Introduction to M(atrix) theory and noncommutative geometry

Abstract

Noncommutative geometry is based on an idea that an associative algebra can be regarded as “an algebra of functions on a noncommutative space”. The major contribution to noncommutative geometry was made by A. Connes, who, in particular, analyzed Yang–Mills theories on noncommutative spaces, using important notions that were introduced in his papers (connection, Chern character, etc). It was found recently that Yang–Mills theories on noncommutative spaces appear naturally in string/M-theory; the notions and results of noncommutative geometry were applied very successfully to the problems of physics.
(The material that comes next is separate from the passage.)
PR #14043, opened 2026-07-02
feat(web): land cloud users on chat while the rollout cap is open

Louai-Zokerburg:
## What does this PR do?

Makes the AI chat the default landing route for cloud users **while the 200-user rollout cap is still open**, then cleanly steps aside once the cap closes.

In this paper we give a mostly self-contained review of some aspects of M(atrix) theory, of Connes’ noncommutative geometry and of applications of noncommutative geometry to M(atrix) theory. The topics include introduction to BFSS and IKKT matrix models, compactifications on noncommutative tori, a review of basic notions of noncommutative geometry with a detailed discussion of noncommutative tori, Morita equivalence and SO(d,d| Z) -duality, an elementary discussion of noncommutative orbifolds, noncommutative solitons and instantons. The review is primarily intended for physicists who would like to learn some basic techniques of noncommutative geometry and how they can be applied in string theory and to mathematicians who would like to learn about some new problems arising in theoretical physics. The second part of the review (Sections 10–12) devoted to solitons and instantons on noncommutative Euclidean space is almost independent of the first part.